Write out each entry, exactly the way it appears.

■ Collected data:
───
PR #1148, opened 2021-10-14
Accidentals never and if-absolutely-necessary

mscuthbert:
Add more logic for makeAccidentals for displayType "never"

Add "if-absolutely-necessary" displayType

Simplify some parts of the accidental making.

Do not merge until I have a chance to write tests.

(Ignore branch name -- did not get to it in this PR)


music21/pitch.py
```diff
@@ -4673,62 +4725,66 @@ def updateAccidentalDisplay(
...
+                    acc.displayStatus = True
                     return
                 else:  # names are the same, skip this line of questioning
                     break
+
         # nope, no previous pitches in this octave and register, now more complex things...
+        # but first handle 'if-absolutely-necessary' case.
+        if acc and acc.displayType == 'if-absolutely-necessary':
+            acc.displayStatus = False
+            return
```
jacobtylerwalls, line 4768: I think this is too early to short-circuit, if `if-absolutely-necessary` also needs to show a necessary natural contradicting the ks. If it's not what it's supposed to do, then maybe reword `only-for-cancelling-in-register`? (not that I love that phrasing). Just that cancelling a ks seems absolutely necessary.

pr:
```python
>>> m = stream.Measure([key.Key('C-'), note.Note('G#'), note.Note('Cn')])
>>> p = stream.Part(m)
>>> m.notes[-1].pitch.accidental.displayType = 'if-absolutely-necessary'
>>> p.show()
```

Screen Shot 2021-10-20 at 10 09 34 PM


***
Maybe this means organizing the cases differently so we can short-circuit somewhere.

music21/pitch.py
```diff
@@ -4650,20 +4699,23 @@ def updateAccidentalDisplay(
...
-            elif self.accidental.displayStatus is None:  # not set; need to set
+            elif acc.displayStatus is None:  # not set; need to set
                 # configure based on displayStatus alone, continue w/ normal
                 pass
-            elif self.accidental.displayStatus in (True, False):
+            elif acc.displayStatus in (True, False):
                 return  # exit: already set, do not override
 
+        if acc and acc.displayType == 'never':
+            acc.displayStatus = True
```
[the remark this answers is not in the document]
mscuthbert: Because I'm an idiot! :-D

music21/pitch.py
mscuthbert: THANKS!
───
■ Task output:
PR #1148, opened 2021-10-14
Accidentals never and if-absolutely-necessary

mscuthbert:
Add more logic for makeAccidentals for displayType "never"

Add "if-absolutely-necessary" displayType

Simplify some parts of the accidental making.

Do not merge until I have a chance to write tests.

(Ignore branch name -- did not get to it in this PR)


music21/pitch.py
```diff
@@ -4673,62 +4725,66 @@ def updateAccidentalDisplay(
...
+                    acc.displayStatus = True
                     return
                 else:  # names are the same, skip this line of questioning
                     break
+
         # nope, no previous pitches in this octave and register, now more complex things...
+        # but first handle 'if-absolutely-necessary' case.
+        if acc and acc.displayType == 'if-absolutely-necessary':
+            acc.displayStatus = False
+            return
```
jacobtylerwalls, line 4768: I think this is too early to short-circuit, if `if-absolutely-necessary` also needs to show a necessary natural contradicting the ks. If it's not what it's supposed to do, then maybe reword `only-for-cancelling-in-register`? (not that I love that phrasing). Just that cancelling a ks seems absolutely necessary.

pr:
```python
>>> m = stream.Measure([key.Key('C-'), note.Note('G#'), note.Note('Cn')])
>>> p = stream.Part(m)
>>> m.notes[-1].pitch.accidental.displayType = 'if-absolutely-necessary'
>>> p.show()
```

Screen Shot 2021-10-20 at 10 09 34 PM


***
Maybe this means organizing the cases differently so we can short-circuit somewhere.

music21/pitch.py
```diff
@@ -4650,20 +4699,23 @@ def updateAccidentalDisplay(
...
-            elif self.accidental.displayStatus is None:  # not set; need to set
+            elif acc.displayStatus is None:  # not set; need to set
                 # configure based on displayStatus alone, continue w/ normal
                 pass
-            elif self.accidental.displayStatus in (True, False):
+            elif acc.displayStatus in (True, False):
                 return  # exit: already set, do not override
 
+        if acc and acc.displayType == 'never':
+            acc.displayStatus = True
```
[the remark this answers is not in the document]
mscuthbert: Because I'm an idiot! :-D

music21/pitch.py
mscuthbert: THANKS!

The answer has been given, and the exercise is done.